Впрочем, это не помешало Екатерине упразднить гетманство, когда до нее донеслись слухи, что Кирила Разумовский хочет, по примеру Богдана Хмельницкого, сделать свою власть над Украиной наследственной.

Разумовские наряду с Шереметевыми были первыми богачами в России. Состояние генерал-фельдмаршала Кирилы Григорьевича Разумовского складывалось из гетманских земель, приданого его жены Екатерины, урожденной Нарышкиной, и наследства, оставленного братом Алексеем.

Последние годы жизни Кирила Разумовский провел в городе Почепе. Здесь им был построен большой Воскресенский собор, сохранившийся до наших дней, и дворец, разрушенный во время Великой Отечественной войны. Возводил его архитектор Яновский по проекту де ла Мотта. Поскольку нам еще придется вернуться к этому дворцу, воспользуемся его описанием, сделанным лет сто семьдесят назад путешествовавшим немцем Оттоном фон Гуном («Поверхностные замечания по дороге от Москвы в Малороссию к осени 1805 года»):

«Он есть великолепное каменное здание, необъятного пространства. Главною фасадою стоит в саду. С другой стороны, то есть со стороны двора, флигели его составляют превеликий овал, за коими построены еще хозяйственные строения. Во всем вообще здании семеро ворот. Средняя часть дома, или главный корпус, который занимается самим графом, состоит из двух этажей, на погребах и имеет со стороны двора портику. Во всем фасаде двадцать пять окон, и я должен был пройти сто тридцать шагов, когда хотел смерить весь ряд комнат нижнего этажа главного корпуса. Особливо хорош там зал для балов и концертов. Также и библиотека, из пяти тысяч книг состоящая. Сад перед домом велик, расположен в голландском вкусе и отделяется от противоположного луга, который, нечувствительно возвышаясь, простирается до горизонта, рекой Судостью...»

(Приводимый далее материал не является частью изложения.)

PR #3315, opened 2020-05-01
Update rspec for S3011

### LINKED ISSUE #3285: Change issue S3011 type to code smell
OOP visibility/accessibility is likely more a code quality subject than security thus [S3011](https://jira.sonarsource.com/browse/RSPEC-3011) should live as a code smell

Related to:
https://github.com/SonarSource/sonar-dotnet/issues/1983

costin-zaharia-sonarsource:
This will update the rule type to Code Smell and severity to Major.

Fixes #3285


costin-zaharia-sonarsource:
> `CsRuleTypeMapping` and `VbRuleTypeMapping` should be updated to reflect new rule type for S3011.
> I am really surprised also that tests `RuleTypeTests.DetectRuleTypeChanges_CS` and `RuleTypeTests.DetectRuleTypeChanges_VB` didn't fail. They are supposed to serve as failsafes, which they didn't in that case

Nice catch. I think something is wrong now with our build because both these tests are failing on my local machine but but the CI build doesn't.

christophe-zurn-sonarsource:
PR LGTM, but it needs to be rebased on newest master to ensure everything works as expected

В этом дворце у старого Разумовского было человек триста прислуги. Его уже водили под руки, а он все еще принимал гостей и играл по крупной в карты.

Первое поколение Разумовских отличалось отсутствием заносчивости, доступностью, хлебосольством. Своими десятками тысяч подданных оно управляло весьма снисходительно, без излишней жестокости. Может быть, сказывалось происхождение, память об убогом детстве... Во всяком случае, существует рассказ о Кириле Разумовском, которому англичанин-управляющий доложил о бегстве нескольких сотен крестьян в Новороссийский край.

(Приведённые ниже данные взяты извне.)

PR #3317, opened 2020-05-01
Add assembly name to S3904, S3990, and S3992 messages

### LINKED ISSUE #3219: Add assembly name to S3904 message
### Description

As reported in this internal [discuss thread](https://discuss.sonarsource.com/t/could-s3904-be-more-helpful/4320/4), assembly name is not part of the reported message.

That's fine when analyzing the project and seeing build output per project.
That's not fine when issues are collected for SQ/SC for solutions with large number of projects.

Message should be updated to
` Provide an 'AssemblyVersion' attribute for assembly 'xxx'.`

christophe-zurn-sonarsource:
Fixes #3219

### DIFF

- Можно ли быть до такой степени неблагодарными! - добавил англичанин. - Ваше сиятельство относится к своим подданным как истинный отец...

- Батько хорош, - ответил Кирила Григорьевич, - да матушка-свобода в тысячу раз лучше. Умные хлопцы: на их месте я бы тоже утек.

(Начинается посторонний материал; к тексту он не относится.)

PR #3319, opened 2020-05-01
Ensure that OpenCover returns the exit code from test runner

costin-zaharia-sonarsource:

### DIFF
--- a/azure-pipelines.yml
+++ b/azure-pipelines.yml
@@ -222,7 +222,7 @@ stages:
 
       - powershell: |
           cd sonaranalyzer-dotnet\tests
-          $(NUGET_PACKAGES)\opencover\4.7.922\tools\OpenCover.Console.exe -target:"C:/Program Files/dotnet/dotnet.exe" -targetargs:"test SonarAnalyzer.UnitTest\bin\$(BuildConfiguration)\net48\SonarAnalyzer.UnitTest.dll" -filter:"+[SonarAnalyzer.CFG]* +[SonarAnalyzer]* +[SonarAnalyzer.CSharp]* +[SonarAnalyzer.Utilities]* +[SonarAnalyzer.VisualBasic]*" -output:coverage.xml -oldStyle -register:Path32
+          $(NUGET_PACKAGES)\opencover\4.7.922\tools\OpenCover.Console.exe -target:"C:/Program Files/dotnet/dotnet.exe" -targetargs:"test SonarAnalyzer.UnitTest\bin\$(BuildConfiguration)\net48\SonarAnalyzer.UnitTest.dll" -returntargetcode -filter:"+[SonarAnalyzer.CFG]* +[SonarAnalyzer]* +[SonarAnalyzer.CSharp]* +[SonarAnalyzer.Utilities]* +[SonarAnalyzer.VisualBasic]*" -output:coverage.xml -oldStyle -register:Path32
           cd ..
           cd ..
         displayName: 'Run .Net unit tests'
--- a/sonaranalyzer-dotnet/tests/SonarAnalyzer.UnitTest/Rules/XmlExternalEntityShouldNotBeParsedTest.cs
+++ b/sonaranalyzer-dotnet/tests/SonarAnalyzer.UnitTest/Rules/XmlExternalEntityShouldNotBeParsedTest.cs
@@ -99,8 +99,8 @@ namespace SonarAnalyzer.UnitTest.Rules
             Verifier.VerifyAnalyzer(
                 new[]
                 {
-                    @"TestCases\XmlExternalEntityShouldNotBeParsed_XmlReader_ParameterProvider.cs",
-                    @"TestCases\XmlExternalEntityShouldNotBeParsed_XmlReader_ExternalParameter.cs"
+                    @"TestCases\XmlExternalEntityShouldNotBeParsed_XmlReader_ExternalParameter.cs",
+                    @"TestCases\XmlExternalEntityShouldNotBeParsed_XmlReader_ParameterProvider.cs"
                 },
                 new XmlExternalEntityShouldNotBeParsed(GetVersionProviderMock(NetFrameworkVersion.After452)),
                 additionalReferences: FrameworkMetadataReference.SystemXml);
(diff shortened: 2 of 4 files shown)


sonaranalyzer-dotnet/tests/SonarAnalyzer.UnitTest/Rules/XmlExternalEntityShouldNotBeParsedTest.cs
```diff
@@ -99,8 +99,8 @@ public void XmlExternalEntityShouldNotBeParsed_NoCrashOnExternalParameterUse()
             Verifier.VerifyAnalyzer(
                 new[]
                 {
-                    @"TestCases\XmlExternalEntityShouldNotBeParsed_XmlReader_ParameterProvider.cs",
-                    @"TestCases\XmlExternalEntityShouldNotBeParsed_XmlReader_ExternalParameter.cs"
+                    @"TestCases\XmlExternalEntityShouldNotBeParsed_XmlReader_ExternalParameter.cs",
+                    @"TestCases\XmlExternalEntityShouldNotBeParsed_XmlReader_ParameterProvider.cs"
```
costin-zaharia-sonarsource, line 103: As far as I can tell we have a bug in the `DiagnosticVerifier`. It seems to check the expected issues only in the first file.

azure-pipelines.yml
```diff
@@ -222,7 +222,7 @@ stages:
 
       - powershell: |
           cd sonaranalyzer-dotnet\tests
-          $(NUGET_PACKAGES)\opencover\4.7.922\tools\OpenCover.Console.exe -target:"C:/Program Files/dotnet/dotnet.exe" -targetargs:"test SonarAnalyzer.UnitTest\bin\$(BuildConfiguration)\net48\SonarAnalyzer.UnitTest.dll" -filter:"+[SonarAnalyzer.CFG]* +[SonarAnalyzer]* +[SonarAnalyzer.CSharp]* +[SonarAnalyzer.Utilities]* +[SonarAnalyzer.VisualBasic]*" -output:coverage.xml -oldStyle -register:Path32
+          $(NUGET_PACKAGES)\opencover\4.7.922\tools\OpenCover.Console.exe -target:"C:/Program Files/dotnet/dotnet.exe" -targetargs:"test SonarAnalyzer.UnitTest\bin\$(BuildConfiguration)\net48\SonarAnalyzer.UnitTest.dll" -returntargetcode -filter:"+[SonarAnalyzer.CFG]* +[SonarAnalyzer]* +[SonarAnalyzer.CSharp]* +[SonarAnalyzer.Utilities]* +[SonarAnalyzer.VisualBasic]*" -output:coverage.xml -oldStyle -register:Path32
```
costin-zaharia-sonarsource, line 225: This is the actual fix. OpenCover will return the exit code from the target tool only if `-returntargetcode` parameter is provided.

sonaranalyzer-dotnet/tests/SonarAnalyzer.UnitTest/TestCases/MethodParameterUnused.CSharp8.cs
```diff
@@ -94,7 +94,7 @@ public void DoSomething(int a, int b)
     // https://github.com/SonarSource/sonar-dotnet/issues/3255
```
christophe-zurn-sonarsource, line 94: Is this repro still valid since the FP appears to be wrong ? Should the corresponding issue be closed since the FP is not happening anymore ? If yes, do we know when this was fixed

sonaranalyzer-dotnet/tests/SonarAnalyzer.UnitTest/Rules/XmlExternalEntityShouldNotBeParsedTest.cs
christophe-zurn-sonarsource: Not sure I understand this comment related to this change. And if we have a bug, do we have ticket to track it ?

costin-zaharia-sonarsource: I took a better look this morning and I don't think that it's a bug anymore, just a partial implementation :).

Currently the location does dot know about the file: https://github.com/SonarSource/sonar-dotnet/blob/master/sonaranalyzer-dotnet/tests/SonarAnalyzer.UnitTest/TestFramework/IIssueLocation.cs

and the **DiagnosticVerifier** will check only in the first file for issue locations: https://github.com/SonarSource/sonar-dotnet/blob/master/sonaranalyzer-dotnet/tests/SonarAnalyzer.UnitTest/TestFramework/DiagnosticVerifier.cs#L56

Please note that the first syntax tree (the one that is skipped) is for "ExtraEmptyFile.g.cs" which is added to the project by default: https://github.com/SonarSource/sonar-dotnet/blob/master/sonaranalyzer-dotnet/tests/SonarAnalyzer.UnitTest/TestFramework/SolutionBuilder.cs#L81

Probably checking for issues in multiple files was never needed.

sonaranalyzer-dotnet/tests/SonarAnalyzer.UnitTest/TestCases/MethodParameterUnused.CSharp8.cs
costin-zaharia-sonarsource: The issue was added recently and I think that we didn't see that the reproducer didn't worked due to the build which was always passing.

I've talked with @pavel-mikula-sonarsource on Friday (since he added the reproducer) and he will take a look and close the issue or ask for more details in the community thread to update it.

christophe-zurn-sonarsource: Ok, thanks !

sonaranalyzer-dotnet/tests/SonarAnalyzer.UnitTest/Rules/XmlExternalEntityShouldNotBeParsedTest.cs
christophe-zurn-sonarsource: Ok. Makes sense now.
I think it might be worth it to add a comment for method declaration `public static void VerifyAnalyzer(IEnumerable<string> paths,` making it explicit that only the 1st file will be checked by the verifier. After looking in the code, I indeed remember now that these extra paths are used for additional file dependency. Since it's not something that we use that often, making it clear might help in the future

Свои огромные доходы Разумовские тратили в основном на возведение палат и церквей в Петербурге, Москве, Батурине, Почепе, Петровском-Разумовском и в других имениях. Они наполняли здания редчайшими коллекциями, библиотеками, произведениями искусства, скупая все подряд у обедневших западных аристократов. Они давали работу Растрелли и Казакову, отечественным художникам, скульпторам и ремесленникам. И в конечном счете все эти сокровища вернулись к народу...

Последующие поколения Разумовских предпочитали все больше жить за границей, обогащать вывозимыми из России доходами парижских и венских буржуа.

Уже в старшем наследнике Разумовских - Алексее Кирилловиче - очевидно это убывание личности, отчуждение от народа. Воспитывали его иностранцы, отрочество он провел за границей, числился на военной службе и в тринадцать лет, при Петре III, был произведен в ротмистры. В Россию он вернулся начиненный презрительным скептицизмом ко всему русскому, служил брезгливо и немного, но стал тайным советником и сенатором. После отставки жил в Москве, в окружении ботанических коллекций.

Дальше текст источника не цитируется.